The trucking industry has been called the driving force behind the political and economic history of the United States.
Because of a strong commitment to quality, a passionate focus on customer needs and satisfaction, and a constant push to improve technologies used in everyday business practices (and plain old hard work!), carriers have been successful at improving truck efficiency and reducing costs. But with an economy that’s constantly moving up and down, the driving force must continue to make changes to meet the challenges that always surface. Costs will constantly rise, and rates may not always keep up.
The fastest way to significantly impact a company’s bottom line and profitability is not to generate more revenue, but to cut costs.

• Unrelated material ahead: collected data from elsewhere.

PR #418, opened 2026-05-12
feat(schema): split-table refactor with POSIX permissions and legacy-table skip

mornyx:
## Summary

This PR completes the metadata schema refactor (Phase A) that splits the monolithic `files` table into `inodes`, `contents`, and `semantic` while maintaining full rollback safety for existing tenants.

### Schema Changes
- **New tables**: `inodes`, `contents`, `semantic` across all providers (`tidb_app`, `tidb_auto`, `db9`)
- **`mode` column** added to `inodes` for POSIX permission storage (default 0644 files, 0755 dirs)
- **`file_nodes.inode_id`** now links directories into `inodes` for unified permission storage
- **TiDB auto-embedding**: generated embedding columns moved from `files` to `semantic` table

### Read Paths
- All ~26 read sites switched from `files` to JOIN `inodes`+`contents`+`semantic`
- All queries from `file_nodes` to `inodes` use `COALESCE(fn.inode_id, fn.file_id)` to support both old and new data
- Search, vector, and FTS queries updated to join split tables

### Write Paths
- **Dual-write tx**: `InsertFile`, `UpdateFileContent`, `ConfirmPendingFile`, `MarkFileDeleted`, `RenameFileReplacingTarget`, `DeleteFileWithRefCheck`, `DeleteDirRecursive`, embedding writeback, and search-text updates all atomically write to both `files` and split tables
- **`useLegacyFiles` auto-detection**: at `Open()` time the store detects whether the `files` table exists. New tenants (no `files` table) skip all legacy-table writes entirely, while old tenants continue dual-writing for rollback safety

### POSIX Permissions (Phase 4)
- `Chmod`: full stack from CLI → client → server → backend → datastore → FUSE
- `Mkdir`: `MkdirCtx` accepts `perm uint32`; backend creates inode records for directories
- `EnsureParentDirs`: creates inode rows for parent directories (mode 0755)
- `backend.Stat` reads mode from `inodes` table (fallback 0644/0755)
- FUSE `fillAttr` uses `entry.Mode`; `SetAttr` handles mode-only updates and skips remote call for open-created files with dirty handles
- `Lookup` / `GetAttr` refresh mode via `X-Dat9-Mode` header

### Migration
- Idempotent `SplitTablesMigrator` in `pkg/migrate` backfills data from `files` to split tables
- `createDirInodes` backfills `file_nodes.inode_id = node_id` for migrated directories
- Migration is safe to re-run

### Tests
- Datastore: Chmod, ConfirmPendingFile, DeletePendingFile, mode default/round-trip, and new-tenant without-legacy-table tests
- Backend/client: chmod and mkdir perm tests
- FUSE: inode mode, fillAttr, Lookup mode-header tests
- Migrate: split-tables migration tests with generated-column detection

### Rollback Safety
- Old binaries reading `files` table continue working unchanged
- New binaries read only split tables
- `files` table remains as a permanent compatibility layer for existing tenants until Phase B (future DROP)

---

Closes: 

## Summary by CodeRabbit

* **New Features**
  * End-to-end chmod support (CLI, HTTP API, client, FUSE, WebDAV); Mkdir accepts explicit permission bits. Online migrator and runtime split-table inode/content/semantic storage with inode-aware APIs.

* **Bug Fixes**
  * Consistent propagation, display, and round-tripping of permission bits across listings, stats, mounts, and headers.

* **Tests**
  * Expanded tests for chmod, mkdir modes, inode behaviors, search, and migration.

* **Chores**
  * Test and tenant schemas updated for inode-backed split-table storage.

[Review Change Stack](https://app.coderabbit.ai/change-stack/mem9-ai/drive9/pull/418)


srstack (changes requested):
Findings:

- P1 `pkg/fuse/dat9fs.go:1620`: `chmod 000` cannot be reloaded from the server. `StatCtx` parses `X-Dat9-Mode: 0`, but FUSE `Lookup` only calls `UpdateMode` when `stat.Mode != 0`, so after remount/cache miss a valid `000` mode is treated as unset and `fillAttr` falls back to `0644/0755`. Please carry mode header presence through the client stat result, or otherwise distinguish `0` from unset.

- P1 `pkg/server/server.go:1449`: mkdir mode is not actually preserved through the HTTP/FUSE path. Backend `MkdirCtx(path, perm)` supports a permission argument, but the server always passes `0o755`, client `MkdirCtx` has no mode parameter, and FUSE `Mkdir` does not use `input.Mode`. So `mkdir -m 700 dir` or umask-derived modes are stored remotely as 0755.

- P2 `pkg/datastore/store.go:238`: `ListNodes` selects 7 columns but still calls `scanNode`, which now scans 8 fields after adding `inode_id`. Any caller of this public method will fail with a scan arity error. Please include `inode_id` in the SELECT and add a regression test for `ListNodes`.

- P2 `pkg/backend/dat9.go:734`: list/readdir still drops stored mode. `ListDir` now reads `i.mode`, but backend `ReadDir` initializes `filesystem.FileInfo.Mode` to default `0644/0755` and never applies `e.File.Mode`; server list JSON/client `FileInfo` and batch-stat also do not expose mode. As a result, FUSE `readdir`/`readdirplus` returns default permissions until a separate lookup/stat refreshes them.

Verification run locally on a temporary worktree:

- `go test ./pkg/datastore -run TestInsertFileWithoutLegacyTable`
- `go test ./pkg/backend -run 'Test.*Chmod|Test.*Mkdir'`
- `go test ./pkg/fuse -run 'Test.*Mode|Test.*Chmod|Test.*Lookup'`

srstack (changes requested):
Second pass findings:

- P1 `pkg/tenant/pool.go:419`: split-table migration will run on every tenant backend open. The guard is only `store.HasLegacyFiles()`, but this PR still creates/keeps `files` in the tenant schemas for compatibility, so old-compatible tenants keep hitting `migrateSplitTables`. `Run()` then repeatedly does `INSERT IGNORE ... SELECT ... FROM files` plus directory/shared-column backfills. Large tenants will pay full-table migration scans on process restart, cache miss, or tenant invalidation. Please add a persistent migration marker/version or a cheap completeness check before running the full migration.

- P1 `pkg/backend/dat9.go:743`: `chmod 000` is still lost through list/readdir/batch-stat. HEAD now has `HasMode`, but list paths use `if e.File.Mode != 0`, JSON uses `mode,omitempty`, and FUSE batch stat applies mode only when `result.Mode != 0` (`pkg/fuse/dat9fs.go:2576`). A valid `000` becomes “unset” and falls back to `0644/0755`. Please propagate a `HasMode`/pointer-style signal for list and batch-stat as well, not just HEAD.

- P2 `pkg/fuse/dat9fs.go:3755`: deferred chmod after dirty-handle `SetAttr` is dropped if flush fails, but `SetAttr` already updated the in-memory inode mode. After a failed release, local `GetAttr` can keep reporting a mode that was never persisted. Please revert/reload mode when `flushStatus != OK`, or avoid advancing authoritative cached mode until deferred chmod succeeds.

Verification run locally on a temporary worktree:

- `go test ./pkg/datastore -run 'TestListNodes|TestInsertFileWithoutLegacyTable|TestChmod'`
- `go test ./pkg/backend -run 'Test.*Chmod|Test.*Mkdir|Test.*ReadDir'`
- `go test ./pkg/fuse -run 'Test.*Mode|Test.*Chmod|Test.*Lookup|Test.*Mkdir'`
- `go test ./pkg/client -run 'Test.*Mkdir|Test.*Chmod|Test.*Mode'`
- `go test ./pkg/server -run 'Test.*Mkdir|Test.*Chmod|Test.*BatchStat|Test.*Stat'`
- `go test ./pkg/webdav`
- `go test ./pkg/tenant/schema -run 'Test.*Schema|Test.*TiDB|Test.*Optional|Test.*Parse'`

srstack (dismissed):
Third pass findings on `2734e475`:

- P1 `pkg/tenant/schema/tidb_app.go:206` / `pkg/tenant/schema/tidb_auto.go:245`: the new `semantic` FTS/VECTOR indexes are still created with bare `CREATE FULLTEXT|VECTOR INDEX`, while the existing `files` indexes use `ALTER TABLE ... ADD ... ADD_COLUMNAR_REPLICA_ON_DEMAND`. The read paths in this PR now query `semantic`, so these indexes need the same on-demand columnar replica clause; otherwise new split-table tenants can end up without the TiFlash/columnar replicas required for reliable FTS/vector behavior. Please switch the four `idx_semantic_*` statements in both TiDB schema modes to the same `ALTER TABLE semantic ADD ... ADD_COLUMNAR_REPLICA_ON_DEMAND` pattern and add schema tests that cover the semantic indexes, not just `files`.

- P2 `pkg/backend/dat9.go:985`: `Dat9Backend.Stat` still treats `Mode == 0` as “unset”. After `ChmodCtx(..., 000)`, direct backend callers get `0644` (or `0755`) back from `Stat`, even though the datastore/server/FUSE paths now preserve `000`. This should use the explicit mode signal from the split-table stat result, or otherwise avoid defaulting when the inode row supplied a real mode.

- P2 `pkg/fuse/dat9fs.go:1119`: `cachedFileInfos` drops `Mode` and `HasMode` from the `ListCtx` response. Normal `ReadDir` happens to repair this with `BatchStat`, but if batch-stat fails or the legacy lookup list-fallback populates the directory cache, the mode returned by list is discarded and `chmod 000`/custom mkdir perms fall back to defaults. Please copy `item.Mode`/`item.HasMode` into `CachedFileInfo` and apply the same signal in the lookup-list fallback before `fillEntryOut`.

Verification run on a temporary worktree:

- `go test ./pkg/datastore -run 'TestListNodes|TestInsertFileWithoutLegacyTable|TestChmod'`
- `go test ./pkg/backend -run 'Test.*Chmod|Test.*Mkdir|Test.*ReadDir'`
- `go test ./pkg/fuse -run 'Test.*Mode|Test.*Chmod|Test.*Lookup|Test.*Mkdir|Test.*Release|Test.*SetAttr'`
- `go test ./pkg/client -run 'Test.*Mkdir|Test.*Chmod|Test.*Mode'`
- `go test ./pkg/server -run 'Test.*Mkdir|Test.*Chmod|Test.*BatchStat|Test.*Stat'`
- `go test ./pkg/migrate`
- `go test ./pkg/tenant/schema -run 'Test.*Schema|Test.*TiDB|Test.*Optional|Test.*Parse'`
- `go test ./pkg/tenant -run 'Test.*migrate|Test.*Pool|Test.*Schema'`

qiffang (changes requested):
Verdict: REVISE.

I re-reviewed head `2734e47`. The previous mode/chmod fixes are much closer, but I still see two correctness blockers before this can merge.

1. `pkg/migrate/split_tables.go`: `SplitTablesMigrator.isComplete` can incorrectly skip a partially completed migration. `Run` commits each step independently. If `migrateInodes` succeeds and `migrateContents` or `migrateSemantic` fails, the next backend open sees no pending `file_nodes.inode_id` work and `EXISTS(inodes)=true`, returns complete, and never backfills the missing `contents`/`semantic` rows. Since the new read paths use the split tables, a transient migration failure can leave active legacy files unreadable or missing semantic data permanently. Please make the completeness check prove that every active legacy file has the required `inodes`, `contents`, and `semantic` rows plus directory inode backfill, or remove this optimization and rely on idempotent migration steps. Add a regression that simulates partial migration state and verifies rerun repairs it.

2. `pkg/server/server.go`: `handleStat` only emits `X-Dat9-Mode` when `nf.File != nil`, so directory `HEAD`/stat responses still drop the stored mode. `MkdirCtx(..., 0700)` / directory chmod can be stored and listed, but `HEAD /dir/` and FUSE lookup after remount fall back to default directory permissions because the actual server never returns the mode header for directories. Please emit mode whenever `nf.HasMode` is true, for files and directories, and add a server/client/FUSE regression for directory stat with a non-default mode such as `0700` or `000`.

One additional compatibility point to clarify/fix: `Pool.createBackend` runs the split migrator for any tenant with a legacy `files` table, but the schema repair path only runs for TiDB auto providers. If existing app-managed/local legacy tenants are supported by this PR, the migration path still assumes `file_nodes.inode_id`, `inodes`, `contents`, and `semantic` already exist and can fail before it can migrate. If those tenants are intentionally unsupported, please gate that explicitly; otherwise run the required DDL/schema repair before invoking the migrator.

Validation run locally:
- `go test -c ./pkg/... ./cmd/...` passed
- targeted FUSE mode/chmod/mkdir tests passed
- targeted CLI chmod/fs/mkdir tests passed
- `pkg/client` / tenant schema DB-backed tests are still locally blocked by missing rootless Docker/testcontainers; GitHub checks are green

qiffang (changes requested):
Verdict: REVISE.

I re-reviewed latest head `3e1e12f`. The previous two correctness issues are mostly addressed: partial migration rerun no longer gets skipped by the old false-positive `isComplete`, and directory stat now emits `X-Dat9-Mode` when `nf.HasMode` is true. I still see two blockers in the updated implementation.

1. `EnsureParentDirs` now leaks orphan `inodes` on every call for an already-existing parent directory. Both `EnsureParentDirs` and `EnsureParentDirsTx` insert a fresh random inode first, then insert `file_nodes ... ON DUPLICATE KEY UPDATE node_id = node_id`. When the directory path already exists, the file_nodes insert is a no-op but the newly inserted inode remains unreferenced. This happens not only on concurrent races, but on normal repeated writes under an existing directory. Please make parent-dir creation atomic/idempotent as a unit: only create the inode if the directory node is actually inserted, or wrap the node+inode creation so duplicate path does not leave an extra inode. Add a regression that calls `EnsureParentDirs` twice for the same path and asserts no extra unreferenced directory inode is created.

2. The split migrator now runs the full idempotent migration on every backend open for every legacy tenant. `Pool.createBackend` calls `migrateSplitTables` whenever `store.HasLegacyFiles()` is true, and legacy tenants keep the `files` table by design. Since `Run` no longer has a safe completion check, every open does full `INSERT IGNORE ... SELECT FROM files` passes over `inodes`, `contents`, `semantic`, directory inodes, and shared tables. That fixes the previous false-positive skip, but reintroduces the earlier repeated full-table migration problem. Please add a safe completeness check based on missing split rows / missing inode backfills, or persist a migration-complete marker after verification. Add a regression that a completed tenant is detected as complete and does not keep re-running the full migration path on every open.

Validation run locally:
- `go test -c ./pkg/... ./cmd/...` passed
- targeted FUSE mode/chmod/lookup/mkdir/batch-stat tests passed
- targeted CLI chmod/fs/mkdir tests passed
- DB-backed server/migrate tests are still locally blocked by missing rootless Docker/testcontainers; GitHub `ci` and e2e smoke are green

qiffang (commented):

**Verdict: REVISE** on head `3e1e12fe`.

This is a foundational PR — the largest schema change in the project's history (5200+ lines, 44 files). The overall approach is sound: split `files` into `inodes`/`contents`/`semantic`, dual-write for legacy compatibility, `COALESCE(fn.inode_id, fn.file_id)` for backward-compat reads. But I see several correctness and safety issues that must be addressed before merge.

---

### Architecture Assessment

The split-table design is well-motivated:
- **`inodes`**: POSIX metadata (size, revision, mode, status, mtime) — maps to ext4 inode concept
- **`contents`**: storage blob metadata (storage_type, storage_ref, encryption, content_blob)
- **`semantic`**: search/enrichment (content_text, description, embeddings)
- **`file_nodes.inode_id`**: unified reference, replaces file_id for both files and directories
- **Dual-write**: atomic tx writes to both `files` and split tables during transition
- **`useLegacyFiles` auto-detection**: `information_schema.tables` check at `Open()` time
- **Rollback safety**: old binaries reading `files` table continue working

This is correct architecture. The issues below are implementation bugs, not design flaws.

---

### Blocking Issues

**B1: `chmod 000` cannot round-trip through remount** (previously flagged by @srstack)
- `fillAttr` uses `if !entry.HasMode { mode = 0644 }` which is correct for the FUSE layer
- But `UpdateMode` sets `HasMode = true` only in-memory. After remount/cache miss, `Lookup` calls `StatCtx` which returns `X-Dat9-Mode: 0` → `HasMode = true` in the client → `UpdateMode(ino, 0)` in FUSE → `fillAttr` sees `HasMode=true, Mode=0` → renders `0000`. This is technically correct but unusual.
- **However**, the real issue is: `mode INT NOT NULL DEFAULT 420` in the schema means existing files migrated from `files` get `mode=420` (0o644). But a `chmod 000` sets `mode=0`, which is a valid POSIX mode. The `HasMode` flag works correctly here because the server returns the mode header whenever the inode has a `mode` column value (including 0).
- **RESOLVED** — this is actually correct after re-analysis. `HasMode` is set whenever the server returns the header, and mode=0 is a valid value. Withdrawing B1.

**B2: Migration runs on every `Open()` for legacy tenants** (flagged by @srstack)
- `pool.go:413-416`: `if store.HasLegacyFiles() { migrateSplitTables() }` runs on every backend open
- `SplitTablesMigrator.Run()` uses `INSERT IGNORE`, so it's idempotent, but running 5 SQL queries + `information_schema` checks on every tenant open adds latency
- **Recommendation**: Add a migration completion marker (e.g., a `schema_migrations` row or check if all `file_nodes.inode_id` are populated) to skip on subsequent opens

**B3: `SplitTablesMigrator.isComplete` partial migration gap** (flagged by @qiffang)
- `Run()` executes 5 steps sequentially. If step 3 succeeds but step 4 crashes, a re-run will `INSERT IGNORE` steps 1-3 (0 rows affected) and then run steps 4-5.
- This is actually safe because each step uses `INSERT IGNORE` / `UPDATE ... WHERE ... IS NULL`. The idempotency is correct at the SQL level.
- **However**, the `Result` struct reports `InodesMigrated=0` on re-run even if the first run's inode migration actually succeeded. This is misleading for operational observability but not a correctness bug.

**B4: `EnsureParentDirs` inode_id not linked to file_nodes on duplicate**
- `store.go:548-552`: `INSERT IGNORE INTO inodes` then `INSERT INTO file_nodes ... ON DUPLICATE KEY UPDATE node_id = node_id`
- If the `file_nodes` row already exists (from a previous request), the `ON DUPLICATE KEY` clause updates `node_id = node_id` (no-op) but does NOT update `inode_id`. So a pre-existing directory node with `inode_id = NULL` will remain NULL even after the inode is created.
- The `createDirInodes` migration step backfills this, but during normal operation between migration runs, new directories created by `EnsureParentDirs` get proper `inode_id`, while old ones don't.
- **Fix**: Change to `ON DUPLICATE KEY UPDATE inode_id = COALESCE(inode_id, VALUES(inode_id))` to backfill on conflict.

**B5: `SetAttr` chmod uses `fileHandles.ForEach` twice** 
- `dat9fs.go:1419-1437`: First `ForEach` to check if any dirty handle exists, then second `ForEach` to set pending mode. Between the two iterations, a handle could be created or released. This is a TOCTOU race.
- **Fix**: Merge into a single `ForEach` call that both checks and sets in one pass.

---

### Important Observations (non-blocking)

**R1: `TestChmodDirectory` expects error for pre-migration directories**
- `store_test.go:2994-3002`: The test inserts a directory node without `inode_id`, then expects `Chmod` to fail. This is correct behavior for old directories (pre-migration), but after migration all directories should have inodes. Consider adding a test that verifies chmod works on a directory that HAS an inode_id.

**R2: Dual-write transaction scope in `UpdateFileContent`**
- `store.go:2068-2136`: For legacy tenants, the legacy `files` UPDATE and the split-table writes are in the same transaction. Good. But for new tenants (no legacy files), the transaction only wraps split-table writes. This is correct but worth noting for debugging.

**R3: `ListDir` query optimization**
- The old `ListDir` fetched full `files` columns including `content_blob`. The new query joins `inodes` + `semantic` (for `embedding_revision` only) and skips `contents` entirely. This is a significant improvement — directory listings no longer pull blob data.

**R4: `file_tags` backward compatibility**
- `file_tags` still uses `file_id` as part of the primary key while adding `inode_id`. The `Find` query uses `t.file_id = i.inode_id` which works because for files, `inode_id = file_id` by design. But the `backfillSharedInodeID` migration step sets `inode_id = file_id` on all existing rows, which is correct.

**R5: WebDAV `Mkdir` now passes perm bits**
- `webdav/fs.go:45`: `uint32(perm)&0o777` — clean. The WebDAV layer now forwards permission bits to the server.

**R6: Semantic FTS indexes use `ALTER TABLE ... ADD_COLUMNAR_REPLICA_ON_DEMAND`**
- @srstack flagged that the `semantic` table indexes in `tidb_app.go` optional statements use `ALTER TABLE` with `ADD_COLUMNAR_REPLICA_ON_DEMAND`, matching the existing `files` table pattern. This is correct for TiDB Cloud.

---

### Test Coverage Assessment

The test coverage is comprehensive:
- Datastore: chmod, confirm, delete pending, mode default/round-trip, no-legacy-table path
- Backend: chmod, mkdir with perm
- Client: chmod, mkdir
- Server: stat returns mode header
- FUSE: fillAttr mode, Lookup mode header parsing, inode UpdateMode
- Migration: basic run, idempotency, directory inodes, partial re-run, missing tables, generated column detection

**Missing tests** (non-blocking):
1. `SetAttr` chmod + deferred apply on Release
2. `EnsureParentDirs` with pre-existing directory node (the B4 case)
3. Concurrent chmod from two different FUSE handles

---

### Summary

This PR is very close to mergeable. The key fix needed is **B4** (EnsureParentDirs inode_id backfill on conflict) and **B5** (SetAttr TOCTOU). **B2** (migration on every open) is an operational concern that should be addressed before production rollout but could be a follow-up PR.

qiffang (changes requested):
Second independent review at head `3e1e12fe4db887637cbe062513682f41e9e9b547`.

Verdict: **REVISE**

The previous fixes for partial migration false-complete and directory stat mode look correct, but I still see two correctness/operational blockers.

1. `EnsureParentDirs` leaks confirmed directory inodes on idempotent calls.

`pkg/datastore/store.go:525-537` and `pkg/datastore/store.go:974-986` insert a fresh `inodes` row before attempting `file_nodes ... ON DUPLICATE KEY UPDATE node_id = node_id`. When the directory path already exists, the `file_nodes` insert is a no-op, but the newly generated inode remains in `inodes` and is not referenced by any `file_nodes` row. Repeated writes under existing parent directories will create orphan confirmed directory inodes. This is not just cosmetic metadata: once split tables become the source of truth, unreferenced confirmed inodes pollute inode lifecycle, quota/repair semantics, and future cleanup assumptions. Existing `TestEnsureParentDirs` only checks that the second call does not error; it does not assert inode cardinality or absence of unreferenced directory inodes.

2. Split migration still runs full-table migration work on every backend open for every current tenant schema.

`pkg/tenant/pool.go:419` calls `migrateSplitTables` whenever `store.HasLegacyFiles()` is true. The current schemas still create the legacy `files` table (`pkg/tenant/schema/tidb_auto.go:173`, `pkg/tenant/schema/tidb_app.go:41`, `pkg/tenant/db9/schema.go:36`), so this condition is true for normal tenants, not just old tenants. `SplitTablesMigrator.Run` then unconditionally executes all migration phases (`pkg/migrate/split_tables.go:91-131`), including `INSERT IGNORE ... SELECT FROM files` and shared-table backfills. Removing the unsafe `isComplete` fixed one correctness bug, but it leaves every cold backend open doing full migration scans. For large tenants this can turn tenant acquisition into repeated large table scans/updates and can make startup/request paths unreliable. This needs a safe completion gate/marker, or current schemas must stop creating `files` for new tenants and legacy migration must be explicitly one-shot/gated.

Validation performed:
- `git diff --check 260b09eadb9c5797801907d3f30bbd5f54762c49...HEAD`

GitHub CI/e2e are green, but these blockers are not covered by the current tests.

qiffang (changes requested):
## Dev Leader Re-Review — PR #418 (head `3e1e12f`)

**Verdict: REVISE**

Progress since last round: the `isComplete` false-positive that skipped partial migration is gone; directory stat now returns `X-Dat9-Mode`. Good fixes.

### Blocking

**B1 — `EnsureParentDirs` / `EnsureParentDirsTx` leak orphan inodes**

Both functions follow this pattern:
```go
nodeID := genID()
_, err := db.Exec(`INSERT IGNORE INTO inodes (...) VALUES (?, ...)`, nodeID, ...)
// ↑ Always succeeds (INSERT IGNORE = no-op on dup, but this is a fresh UUID so it ALWAYS inserts)

_, err = db.Exec(`INSERT INTO file_nodes (..., inode_id, ...) VALUES (?, ..., ?, ...)
    ON DUPLICATE KEY UPDATE node_id = node_id`, nodeID, ..., nodeID, ...)
// ↑ When directory already exists → no-op, inode_id is NOT updated to the new nodeID
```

Areas being considered to reduce costs are longer combination vehicles (triples) that provide increased weight with lower fuel consumption per ton-mile and have no impact on infrastructure. Also being tested are 60-foot vans and reefers to haul more cubic feet. Relocation of warehouses, changing shipper patterns, and improvements in packaging are under consideration by many companies. These are industry-wide goals on a large scale.
There are two areas that should be considered:
- Fuel because it is still the highest cost we have, and
- Detention time because 65% of drivers are losing revenue to detention.
A typical combination truck spends most of its operating time at highway speeds. The impact of speed on fuel economy depends upon many factors, but as a general rule of thumb, increasing speed by 1 mile per hour reduces fuel economy by about 0.1 miles per gallon. Excessive speed also leads to higher maintenance costs by increasing wear on the engine, tires, and brakes.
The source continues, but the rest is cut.